◆ **ACTIVITY**: Quote all of the entries word for word.

== Segment start ==

PR #165, opened 2020-03-22
`FloatOrd` newtype

jamiebrynes7:
Possible implementation for https://github.com/jamiebrynes7/spatialos-sdk-rs/pull/153#issuecomment-602252163 wherein we try to use a wrapper newtype to make `f32/f64` implement `Ord`. 

This code was adapted from https://github.com/notriddle/rust-float-ord with a set of trait implementations added to aid usability: `Deref`, `DerefMut`, `+-/*`, and the assign variants thereof.


randomPoison:
As unfortunate as it is to not be able to use `f32`/`f64` directly, this is probably the most reasonable solution for now. I'm in favor of getting this merged in 👍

== Segment end ==

◆ **RESULT FOR THIS TASK**:
PR #165, opened 2020-03-22
`FloatOrd` newtype

jamiebrynes7:
Possible implementation for https://github.com/jamiebrynes7/spatialos-sdk-rs/pull/153#issuecomment-602252163 wherein we try to use a wrapper newtype to make `f32/f64` implement `Ord`. 

This code was adapted from https://github.com/notriddle/rust-float-ord with a set of trait implementations added to aid usability: `Deref`, `DerefMut`, `+-/*`, and the assign variants thereof.


randomPoison:
As unfortunate as it is to not be able to use `f32`/`f64` directly, this is probably the most reasonable solution for now. I'm in favor of getting this merged in 👍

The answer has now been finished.